Soviet and Russian Inequality: Was the Soviet System Pro–Poor?

https://blogs.warwick.ac.uk/markharrison/entry/soviet_and_russian/

In August this year Filip Novokmet, Thomas Piketty, and Gabriel Zucman circulated a new working paper, “From Soviets to Oligarchs: Inequality and Property in Russia, 1905-2016” (NPZ 2017a, b). This paper makes several advances, including a novel estimate of the evolution of Russians’ offshore wealth.

To situate the subject briefly, Cold War scholarship has left us a substantial literature on income inequality under communism. Bergson (1944), Yanowitch (1963), Wiles and Markowski (1971), Pryor (1972), Wiles (1974, 1975), Wädekin (1975), Chapman (1977), McAuley (1977), and Matthews (1978), each made valiant attempts, sometimes extending to piecemeal comparisons over countries and over time. “Considering the obscure data with which they had to work,” a survey by Schroeder (1983) remarked, “Western investigators display a large degree of agreement.” Measured by the decile ratio, the distribution of official incomes in the Soviet Union was becoming more equal over time and was substantially more equal than in the developed market economies then available as comparators. Schroeder noted, however, that Western researchers could not access data on the Soviet distribution of illegal incomes, or on privileged distribution of goods and services including accommodation and health care.
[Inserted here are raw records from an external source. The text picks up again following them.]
PR #386, opened 2022-02-18
Added NodeRC for indexing reverse complements of prefixes/suffixes in PRIMARY graphs

hmusta:
Given a node, this GraphExtension maps it to the BOSS nodes corresponding to the reverse complements of its k-1 prefix and k-1 suffix, acting as a helper for traversal in CanonicalDBG. As long as such nodes only exist for <10% of the graph, this index will be smaller than the small representation of the graph.

The benchmarks show that this speeds up traversal in CanonicalDBG by about 2.3x


metagraph/src/graph/representation/canonical_dbg.cpp
```diff
@@ -256,101 +173,65 @@ ::call_outgoing_kmers(node_index node, const OutgoingEdgeCallback &callback) con
...
+
+        const DBGSuccinct *dbg_succ = get_dbg_succ(*graph_);
+        const boss::BOSS *boss = dbg_succ ? &dbg_succ->get_boss() : nullptr;
+        const auto cache = get_extension<NodeFirstCache>();
 
-            boss::BOSS::TAlphabet c = boss.get_W(adjacent_edge) % boss.alph_size;
+        get_extension<NodeRC<>>()->call_incoming_nodes_from_rc(node, [&](node_index next) {
+            char c;
+            if (cache) {
+                c = cache->get_first_char(next);
```
karasikov, line 199: So is it helpful to have both cache and NodeRC? Are they doing different things?

metagraph/src/graph/graph_extensions/node_rc.hpp
```diff
@@ -0,0 +1,61 @@
...
+    // Construct a NodeRC index
+    NodeRC(const DBGSuccinct &graph);
+
+    void set_graph(const DeBruijnGraph &graph) {
+        assert(!rc_.size() || is_compatible(graph));
+        graph_ = &graph;
+    }
+
+    void call_outgoing_nodes_from_rc(node_index node, const std::function<void(node_index)> &callback) const;
+    void call_incoming_nodes_from_rc(node_index node, const std::function<void(node_index)> &callback) const;
```
karasikov, line 37:
```suggestion
    void call_outgoing_from_rc(node_index node, const std::function<void(node_index)> &callback) const;
    void call_incoming_from_rc(node_index node, const std::function<void(node_index)> &callback) const;
```

metagraph/src/graph/graph_extensions/node_rc.hpp
```diff
@@ -0,0 +1,61 @@
...
+
+    // Indicates whether a reverse complement prefix/suffix exists for each graph node.
+    Indicator rc_;
+
+    // Vector storing the indices of the reverse complements of the node prefix and
+    // suffix (if they exist) in an interleaved form.
+    // mapping_.size() == rc_->num_set_bits() * 2
+    Mapping mapping_;
+
+    static constexpr auto kRCExtension = ".rc";
```
karasikov, line 55:
```suggestion
    static constexpr auto kRCExtension = ".rc_adj";
```

metagraph/src/graph/graph_extensions/node_rc.hpp
```diff
@@ -0,0 +1,61 @@
...
+
+class DBGSuccinct;
+
+// Maps each node in a PRIMARY-mode DeBruijnGraph to nodes adjacent to its reverse
+// complement. When using the index construct constructor on DBGSuccinct, or when
+// loading such an index, this stores a map from each DBGSuccinct to the BOSS nodes
+// corresponding to the reverse complements of its k-1 prefix and k-1 suffix.
+template <class Indicator = bit_vector_smart,
+          class Mapping = sdsl::dac_vector_dp<sdsl::rrr_vector<>>>
+class NodeRC : public SequenceGraph::GraphExtension {
```
karasikov, line 21: I don't see how having these flexible template types helps. You're not going to change them. Pick the best option and always use that.

metagraph/src/graph/graph_extensions/node_rc.cpp
```diff
@@ -0,0 +1,304 @@
...
+                                               bool verbose) const {
+    if (!rc_.size()) {
+        if (const auto *dbg = dynamic_cast<const DeBruijnGraph*>(&graph))
+            return *dbg == *graph_;
+
+        if (verbose)
+            std::cerr << "ERROR: only compatible with DeBruijnGraph" << std::endl;
+
+        return false;
+    }
```
karasikov, line 281: I don't see much sense in this check. If `rc_` size is zero, it's not going to be used, so it shouldn't matter what this function returns.

metagraph/src/graph/graph_extensions/node_rc.cpp
```diff
@@ -0,0 +1,304 @@
...
+    } catch (...) {
+        std::cerr << "ERROR: Cannot load graph RC from file " << rc_filename << std::endl;
+        return false;
+    }
+}
+
+template <class Indicator, class Mapping>
+void NodeRC<Indicator, Mapping>::serialize(const std::string &filename_base) const {
+    if (!rc_.size())
+        std::cerr << "WARNING: NodeRC was initialized with set_graph, so nothing to serialize." << std::endl;
```
karasikov, line 261: use logger?

metagraph/src/graph/graph_extensions/node_rc.cpp
karasikov:
```suggestion
    if (!rc_.size())
        return false;
```

metagraph/src/graph/graph_extensions/node_rc.cpp
```diff
@@ -0,0 +1,304 @@
...
+                if (found) {
+                    assert(mapping[map_i].first == path[i]);
+                    assert(mapping[map_i].second.first);
+                    assert(!mapping[map_i].second.second);
+                    mapping[map_i].second.second = edge;
+                } else {
+                    builder->add_one(path[i]);
+                    mapping.emplace_back(path[i], std::make_pair(0, edge));
+                }
+            }
```
karasikov, line 75: add more comments

metagraph/src/cli/config/config.cpp
```diff
@@ -340,6 +340,8 @@ Config::Config(int argc, char *argv[]) {
             enumerate_out_sequences = true;
         } else if (!strcmp(argv[i], "--to-gfa")) {
             to_gfa = true;
+        } else if (!strcmp(argv[i], "--noderc")) {
```
karasikov, line 343: `--adj-rc`?

karasikov (changes requested):

metagraph/src/graph/representation/canonical_dbg.cpp
hmusta: Sure. In CanonicalDBG, having the cache is still useful for traversing backwards in the graph, whereas this index is useful for quickly determining if a k-mer orientation switch can be done.

metagraph/src/graph/graph_extensions/node_rc.hpp
hmusta: I still want to keep this flexibility in case I decide to play around with different compression schemes, but it'll probably be useful to rename this to something like TNodeRC and make NodeRC a typedef with these types

metagraph/src/graph/graph_extensions/node_rc.cpp
hmusta: I guess the only use of this function in this case is to check to make sure the correct pointer was set, so this can be simplified

metagraph/src/graph/graph_extensions/node_rc.cpp
```diff
@@ -0,0 +1,304 @@
...
+
+    common::logger->trace("Generating reverse complement indicator vector");
+    auto initialization_data = builder->get_initialization_data();
+    assert(initialization_data.num_set_bits == mapping.size());
+    rc_ = Indicator(initialization_data.call_ones,
+                    initialization_data.size,
+                    initialization_data.num_set_bits);
+    builder.reset();
+
+    common::logger->trace("Constructing reverse complement map");
```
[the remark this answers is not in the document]
hmusta: done

metagraph/src/graph/graph_extensions/node_rc.cpp
hmusta: I cleaned this up a lot, and added comments

metagraph/src/cli/align.cpp
```diff
@@ -300,8 +301,13 @@ int align_to_graph(Config *config) {
     // For graphs which still feature a mask, this speeds up mapping and allows
     // for dummy nodes to be matched by suffix seeding
     auto dbg_succ = std::dynamic_pointer_cast<DBGSuccinct>(graph);
-    if (dbg_succ)
+    if (dbg_succ) {
         dbg_succ->reset_mask();
+        if (auto node_rc = dbg_succ->load_extension<NodeRC>(config->infbase)) {
+            logger->trace("Loaded graph RC file");
```
karasikov, line 307:
```suggestion
            logger->trace("Loaded the adj-rc index (adjacent to reverse-complement nodes)");
```

metagraph/src/cli/config/config.cpp
```diff
@@ -1088,6 +1090,7 @@ if (advanced) {
             fprintf(stderr, "\t   --state [STR] \tchange state of succinct graph: small / dynamic / stat / fast [stat]\n");
             fprintf(stderr, "\t   --to-adj-list \twrite adjacency list to file [off]\n");
             fprintf(stderr, "\t   --to-fasta \t\textract sequences from graph and dump to compressed FASTA file [off]\n");
+            fprintf(stderr, "\t   --adj-rc \t\tgenerate a reverse-complement index for the graph (only for primary succinct graphs) [off]\n");
```
karasikov, line 1093:
```suggestion
            fprintf(stderr, "\t   --adj-rc \t\tconstruct an index of adjacent to reverse-complement nodes (only for primary succinct graphs) [off]\n");
```

metagraph/src/graph/representation/canonical_dbg.cpp
```diff
@@ -37,6 +37,14 @@ CanonicalDBG::CanonicalDBG(std::shared_ptr<const DeBruijnGraph> graph, size_t ca
         if (graph_->alphabet()[i] == boss::BOSS::kSentinel)
             has_sentinel_ = true;
     }
+
+    if (NodeRC *node_rc = graph_->get_extension_threadsafe<NodeRC>()) {
+        add_extension(std::shared_ptr<NodeRC>(std::shared_ptr<NodeRC>{}, node_rc));
+    } else {
+        auto ext = std::make_shared<NodeRC>();
+        ext->set_graph(*graph_);
+        add_extension(ext);
```
karasikov, line 46: At what point does it initialize the index?

metagraph/src/graph/representation/canonical_dbg.cpp
```diff
@@ -256,101 +173,65 @@ ::call_outgoing_kmers(node_index node, const OutgoingEdgeCallback &callback) con
...
+         *         TGGCTT      AAGCCA
+         */
+
+        // for each n, check for nAGCCA. If found, define and store the index for
+        // TGGCTrc(n) as index(nAGCCA) + offset_
+        assert(get_extension<NodeRC>());
+
+        const DBGSuccinct *dbg_succ = get_dbg_succ(*graph_);
+        const boss::BOSS *boss = dbg_succ ? &dbg_succ->get_boss() : nullptr;
+        const auto cache = get_extension<NodeFirstCache>();
```
karasikov, line 194: Not thread-safe. All const methods in all graph classes must be thread-safe.

karasikov: Please also check other places.

karasikov: Actually, can we make get_extension() return a const reference instead of a pointer?

karasikov (changes requested):

metagraph/src/graph/graph_extensions/node_rc.hpp
```diff
@@ -0,0 +1,62 @@
...
+    // Use set_graph to set the graph pointer after using the default constructor
+    NodeRC() : graph_(nullptr) {};
+
+    // Construct a NodeRC index
+    NodeRC(const DBGSuccinct &graph);
+
+    void set_graph(const DeBruijnGraph &graph) {
+        assert(!rc_.size() || is_compatible(graph));
+        graph_ = &graph;
+    }
```
karasikov, line 32:
```suggestion
    // If |construct_index| is false, the index will not be initialized. Method load() must be called.
    NodeRC(const DBGSuccinct &graph, bool construct_index = false);
```

metagraph/src/graph/graph_extensions/node_rc.cpp
```diff
@@ -0,0 +1,275 @@
...
+}
+
+bool NodeRC::is_compatible(const SequenceGraph &graph, bool verbose) const {
+    if (!rc_.size()) {
+        if (const auto *dbg = dynamic_cast<const DeBruijnGraph*>(&graph)) {
+            if (dbg == graph_)
+                return true;
+
+            if (verbose)
+                logger->error("Stored graph pointer does not match");
```
karasikov, line 246: If it's an error, it has to be reported in every case. So `logger->error` should never be inside `if-verbose`

```suggestion
            logger->trace("Stored graph pointer does not match");
```

metagraph/src/graph/representation/canonical_dbg.cpp
hmusta: For this specific case, NodeFirstCache is added as an extension to `CanonicalDBG`, so it happens to never be used in a thread-unsafe way in this code.

For cases where thread safety is needed, I added the method `ExtensionSubtype* get_extension_threadsafe() const` already and I use it in `CanonicalDBG`'s constructor

metagraph/src/graph/graph_extensions/node_rc.cpp
karasikov: Also please fix this in other cases below

metagraph/src/graph/graph_extensions/node_rc.hpp
```diff
@@ -0,0 +1,62 @@
...
+    bool is_compatible(const SequenceGraph &graph, bool verbose = true) const;
+
+  private:
+    const DeBruijnGraph *graph_;
+
+    typedef bit_vector_smart Indicator;
+    typedef sdsl::dac_vector_dp<sdsl::rrr_vector<>> Mapping;
+
+    // Indicates whether a reverse complement prefix/suffix exists for each graph node.
+    Indicator rc_;
```
karasikov, line 49: What's the size of this bitmap?

metagraph/src/graph/representation/canonical_dbg.cpp
hmusta: `NodeRC`'s main purpose is to support the `call_outgoing_from_rc` and `call_incoming_from_rc` methods, so having an index loaded is not a strict requirement for it to function. If no index is available, it simply uses its stored graph pointer to compute those functions.

karasikov (changes requested):

metagraph/src/graph/representation/canonical_dbg.cpp
karasikov: So is it uninitialized then? Why do you add it?

metagraph/src/graph/representation/canonical_dbg.cpp
karasikov: `get_extension` is not thread-safe, so you can't call the const method `append_prev_rc_nodes` simultaneously from multiple threads, which should always be allowed.

karasikov (changes requested):

metagraph/src/graph/representation/canonical_dbg.cpp
hmusta: Calling traversal operations with `CanonicalDBG` from multiple threads is not ideal because of the caches, so I've always created a new `CanonicalDBG` for each thread.

But I guess it's good to use the thread-safe versions here as well, just in case.

metagraph/src/graph/representation/canonical_dbg.cpp
hmusta: The point is that I wanted all of the "call adjacent nodes to the reverse complements" code to be in the same place, so I moved it out of CanonicalDBG and into NodeRC.

So, NodeRC can perform the same task for all kinds of DeBruijnGraphs, even if they don't have an index computed and if they are not DBGSuccinct.

karasikov: Ah, I see. This wasn't obvious from the interface.

metagraph/src/graph/graph_extensions/node_rc.hpp
hmusta: I've incorporated this, but with a more accurate comment

metagraph/src/graph/representation/canonical_dbg.cpp
```diff
@@ -251,108 +166,132 @@ ::call_outgoing_kmers(node_index node, const OutgoingEdgeCallback &callback) con
...
+    bool found = false;
+    try {
+        adjacent_outgoing_nodes(node, [&](node_index) {
+            if (found)
+                throw std::bad_function_call();
 
-            is_palindrome_cache_.Put(prev, true);
+            found = true;
         });
+    } catch (const std::bad_function_call&) { return true; }
```
karasikov, line 280:
```suggestion
    } catch (const std::bad_function_call&) {
        return true;
    }
```

metagraph/src/graph/graph_extensions/node_rc.hpp
```diff
@@ -0,0 +1,54 @@
...
+    bool load(const std::string &filename_base);
+    void serialize(const std::string &filename_base) const;
+
+    bool is_compatible(const SequenceGraph &graph, bool verbose = true) const;
+
+  private:
+    const DeBruijnGraph *graph_;
+
+    typedef bit_vector_smart Indicator;
+    typedef sdsl::dac_vector_dp<sdsl::rrr_vector<>> Mapping;
```
karasikov, line 37: Usually `sdsl::dac_vector_dp<sdsl::rrr_vector<>>` is not significantly smaller than `sdsl::dac_vector_dp<>`. Did you compare?

metagraph/src/graph/graph_extensions/node_rc.hpp
```diff
@@ -0,0 +1,54 @@
...
+// Maps each node in a PRIMARY-mode DeBruijnGraph to nodes adjacent to its reverse
+// complement. When using the index construct constructor on DBGSuccinct, or when
+// loading such an index, this stores a map from each DBGSuccinct to the BOSS nodes
+// corresponding to the reverse complements of its k-1 prefix and k-1 suffix.
+class NodeRC : public SequenceGraph::GraphExtension {
+  public:
+    using node_index = SequenceGraph::node_index;
+
+    // If construct_index is false, then an index must be loaded to take advantage
+    // of the index for call_*_from_rc calls
```
karasikov, line 22:
```suggestion
    // If construct_index is true, a fully pre-computed index will be constructed.
    // Otherwise, call_*_from_rc will invoke on-the-fly computations on the graph,
    // unless the index is loaded with load().
```

metagraph/src/graph/graph_extensions/node_rc.hpp
karasikov: On the other hand, if it's small, it's probably accessed so rarely that it doesn't contribute to the speed much, so we can use rrr too. In any case, what's the index size compared to the graph size?

metagraph/src/graph/graph_extensions/node_rc.cpp
```diff
@@ -0,0 +1,274 @@
+#include "node_rc.hpp"
+
+#include "graph/representation/succinct/dbg_succinct.hpp"
+#include "common/seq_tools/reverse_complement.hpp"
+#include "common/utils/template_utils.hpp"
+
+#include <ips4o.hpp>
+#include <mutex>
```
karasikov, line 8:
```suggestion
#include <mutex>

#include <ips4o.hpp>

#include "graph/representation/succinct/dbg_succinct.hpp"
#include "common/seq_tools/reverse_complement.hpp"
#include "common/utils/template_utils.hpp"
```

metagraph/src/graph/graph_extensions/node_rc.cpp
```diff
@@ -0,0 +1,274 @@
...
+
+    const auto &alphabet = graph_->alphabet();
+    for (size_t c = 0; c < alphabet.size(); ++c) {
+        if (alphabet[c] != boss::BOSS::kSentinel) {
+            rev_seq.back() = complement(alphabet[c]);
+            node_index prev = graph_->kmer_to_node(rev_seq);
+            if (prev != DeBruijnGraph::npos)
+                callback(prev);
+        }
+    }
```
karasikov, line 150: better do inside -`else`. It's a relatively small chunk compared to the one under `if`

metagraph/src/graph/graph_extensions/node_rc.cpp
```diff
@@ -0,0 +1,274 @@
...
+        std::ifstream instream(rc_filename, std::ios::binary);
+        if (!instream.good())
+            return false;
+
+        rc_.load(instream);
+        mapping_.load(instream);
+        return true;
+
+    } catch (...) {
+        logger->error("Cannot load graph RC from file {}", rc_filename);
```
karasikov, line 230: Move the error message to where you check the returned value of this `load()`

karasikov (approved):

metagraph/src/graph/graph_extensions/node_rc.hpp
hmusta: It depends on how many near-reverse complements exist in the graph. For the BIGSI graph, for example, the index takes up 8GB, compared to 15GB and 28GB for the small and normal representations of the graph.

hmusta: Comparing with and without RRR, the execution time is the same, but RRR is 1.02x smaller, so it doesn't hurt

karasikov: I'm surprised by the overall index size, you said in the meeting it's around 50% of the graph, which means it's about 1 bit per edge. So what's the density of the indicator vector?

hmusta: The `Mapping` array has an element for 2.75% of the graph indices, and this is what takes up most of the space.

Here's a comparison of the sizes for the 750 subset of BIGSI:
`bit_vector_smart` indicator alone: 17MB

full index:
`sdsl::dac_vector_dp<sdsl::rrr_vector<>>`: 84MB
`sdsl::vlc_vector<>`: 97MB
`sdsl::int_vector<>`: 272MB
`sdsl::int_vector<>` packed: 137MB

karasikov: Can you compare this for a larger graph? Say, 30 GB?

karasikov: Just take the SRA-Microbe graph, for instance.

More recently, Lindert and Nafziger (2014) made an advance in another direction, examining inequality in Russia before and after the Soviet era. They concluded that pre-tax income inequality in 1997, although likely understated by official reports, was greater than in 1904.

Finally, a new paper by Allen and Khaustova (2017) examines Russian real wages in the long run. This paper does not address income inequality directly but allows inferences to be drawn from comparing real wages and productivity in industry. They find that real wages stagnated from the 1860s to 1913 (in St Petersburg, the capital, and Kursk, a provincial centre) or showed modest gains (in Moscow) but lagged everywhere behind productivity, suggesting a movement from wages to profits and income from wealth. After the troubled wartime and revolutionary period, the 1920s brought large real wage gains. These were short-lived, evaporating in the famine-led inflation of the early 1930s.
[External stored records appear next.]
PR #387, opened 2022-02-20
NodeFirstCache graph extension for speeding up backwards traversal in DBGSuccinct

hmusta:
A simpler implementation of #334


metagraph/src/cli/align.cpp
```diff
@@ -405,8 +406,12 @@ int align_to_graph(Config *config) {
                 // Wrap it in CanonicalDBG if needed. This way, each thread gets its
                 // own wrapper (and more importantly, its own local cache).
                 if (aln_graph->get_mode() == DeBruijnGraph::PRIMARY) {
-                    aln_graph = std::make_shared<CanonicalDBG>(aln_graph);
+                    aln_graph = std::make_shared<CanonicalDBG>(aln_graph, 0);
                     logger->trace("Primary graph wrapped into canonical");
+                    // If backwards traversal on DBGSuccinct will be needed, then
+                    // add a cache to speed it up.
+                    if (dbg_succ && aln_graph->get_mode() != DeBruijnGraph::CANONICAL)
+                        aln_graph->add_extension(std::make_shared<NodeFirstCache>(*dbg_succ));
```
karasikov, line 414: How do these two caches interact (in `CanonicalDBG` and `NodeFirstCache`)?
Would it make sense to share the same storage of cached elements?

metagraph/src/graph/graph_extensions/node_first_cache.hpp
```diff
@@ -0,0 +1,45 @@
...
+    void serialize(const std::string &) const { throw std::runtime_error("Not implemented"); }
+
+    bool is_compatible(const SequenceGraph &graph, bool verbose = true) const;
+
+  private:
+    const DBGSuccinct *dbg_succ_;
+
+    using edge_index = boss::BOSS::edge_index;
+    mutable caches::fixed_sized_cache<edge_index, std::pair<edge_index, edge_index>,
+                                      caches::LRUCachePolicy<node_index>> first_cache_;
```
karasikov, line 36: Having a comment explaining what's in the cache would be nice

metagraph/src/graph/representation/canonical_dbg.cpp
```diff
@@ -398,29 +406,38 @@ ::call_incoming_kmers(node_index node, const IncomingEdgeCallback &callback) con
...
             --max_num_edges_left;
         }
-    });
+    };
+
+    if (const auto cache = get_extension<NodeFirstCache>()) {
+        cache->call_incoming_kmers(node, incoming_kmer_callback);
+    } else {
+        graph_->call_incoming_kmers(node, incoming_kmer_callback);
+    }
```
karasikov, line 434: I think there is an unnecessary degree of freedom: `get_extension<NodeFirstCache>` vs. `use_parent_child_cache_`. Ideally we should have a single parameter for both. See another question above.

karasikov (changes requested):

metagraph/src/graph/representation/canonical_dbg.cpp
hmusta: I was doing this for now as part of my testing. Ideally, `caches::fixed_sized_cache` should just not cache anything if the size is set to 0 (the default behaviour is to cache everything).

metagraph/src/cli/align.cpp
hmusta: From benchmarking, I've found that having a `NodeRC` index or (inclusive) a `NodeFirstCache` leads to better performance and the caches in `CanonicalDBG` actually worsen performance in these cases.

The reason why I want to keep these separate is that `NodeFirstCache` is used by both `CanonicalDBG` and `RCDBG`.

metagraph/src/graph/graph_extensions/node_first_cache.hpp
hmusta: done

metagraph/src/graph/representation/canonical_dbg.cpp
hmusta: I created a new PR in the caches library to support empty caches, so I can update this accordingly.

metagraph/src/cli/align.cpp
karasikov: So if caching in `CanonicalDBG` doesn't help, why do we keep it?

hmusta: My plan now is to get rid of it, I wanted to run the benchmarks first.

hmusta: anyway, I got rid of it

metagraph/src/graph/representation/canonical_dbg.cpp
hmusta: I got rid of this variable now.

karasikov (approved):
Looks good, but I would check again before merging to master.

Novokmet and co-authors (NPZ) are the first to have tried to measure wealth and income inequality in Russia over the whole twentieth century. And, as many readers will be aware, their paper is part of a much larger collaborative project, the World Inequality Lab and the associated World Wealth and Income Database, one that aims to measure inequality in many countries over hundreds of years.

According to NPZ, the share of the top 10 per cent in pre-tax income distributed to adults in Russia was 47 per cent in 1905. The share fell to 22 per cent in 1928, increased modestly to 26 per cent by 1956, and began to fall gently back again, reached a low of 21 per cent in 1980. (The Soviet-era years observed are 1928, 1956, and then roughly every second, third, or fourth year to 1988, when annual observations begin.) By 1996 the top 10-per-cent share had returned to the 1905 level and remained in that vicinity through 2016. NPZ comment: “our benchmark estimates suggest that inequality levels in Tsarist and post-Soviet Russia are roughly comparable. Very top income shares seem if anything somewhat larger in post-Soviet Russia.”
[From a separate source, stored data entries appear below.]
PR #389, opened 2022-02-24
Fixes to seed labeling and filtering

hmusta:


metagraph/src/graph/alignment/alignment.hpp
```diff
@@ -261,6 +261,78 @@ std::string spell_path(const DeBruijnGraph &graph,
...
+                ++b_begin;
+                ++out;
+            }
+        }
+    }
+
+    int64_t offset_;
+};
+
+struct CoordDifference {
```
karasikov, line 286: `SetDifference`?

metagraph/src/graph/alignment/alignment.hpp
```diff
@@ -261,6 +261,78 @@ std::string spell_path(const DeBruijnGraph &graph,
...
+    CoordDifference(int64_t offset = 0) : offset_(offset) {}
```
karasikov, line 287: offset -> delta

metagraph/src/graph/alignment/alignment.hpp
```diff
@@ -261,6 +261,78 @@ std::string spell_path(const DeBruijnGraph &graph,
...
+                *out = *a_begin;
+                ++a_begin;
+                ++b_begin;
+                ++out;
+            }
+        }
+    }
+
+    int64_t offset_;
+};
```
karasikov, line 284: why not a single function?

```
void set_difference(It1 a_begin, It1 a_end, It2 b_begin, It2 b_end, Out out, T delta = 0) {
```

karasikov (changes requested):

karasikov (approved):
otherwise, looks good

metagraph/src/graph/alignment/alignment.hpp
hmusta: I'd rather not call it simply `SetDifference` because it's not exactly doing that. How about `SetDifferenceWithOffset`?

karasikov: `WithOffset` is redundant. It may well be without any offset.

Measured by the top 10-percent income share, Russia today appears in the World Inequality Lab database in the same inequality band as the United States and China. Income inequality is reported as greater in a few countries: Turkey, India, South Africa, and Brazil. All north and west European countries that are represented in the database are more equal than Russia. But all are smaller than Russia in population, and a larger population will always tend to show greater inequality, because unequal economic outcomes are promoted by heterogeneity of all kinds, and heterogeneity is inevitably increasing in population size.

In its time the Soviet Union, in contrast, was apparently one of the most equal countries in the world. This is particularly striking, considering the large size of the Soviet population, 288 million by 1991. Other countries in the WID dataset with top 10-percent shares of 26 per cent or below at any time from 1917 to 1991 are few, and they are also much smaller in population: Australia, Denmark, Mauritius, Italy, New Zealand, Norway, Portugal, Sweden, and Taiwan. Of all these countries, only Italy’s population had reached 57 million by 1991, and Taiwan’s 20 million.

These results are broadly consistent with the earlier research described above. They confirm that income inequality in Russia after the Soviet era was comparable to before the Revolution, if not greater; that the distribution of Soviet official incomes was markedly more equal than in most market economies at the time and today, and in Russia beforehand and today; and that, within the Soviet era, inequality followed a modest Kuznets curve, rising, then falling.

Seen in this light, Soviet institutions and policies appear distinctly pro-poor. Before we take that as settled, however, there are three issues that point the other way.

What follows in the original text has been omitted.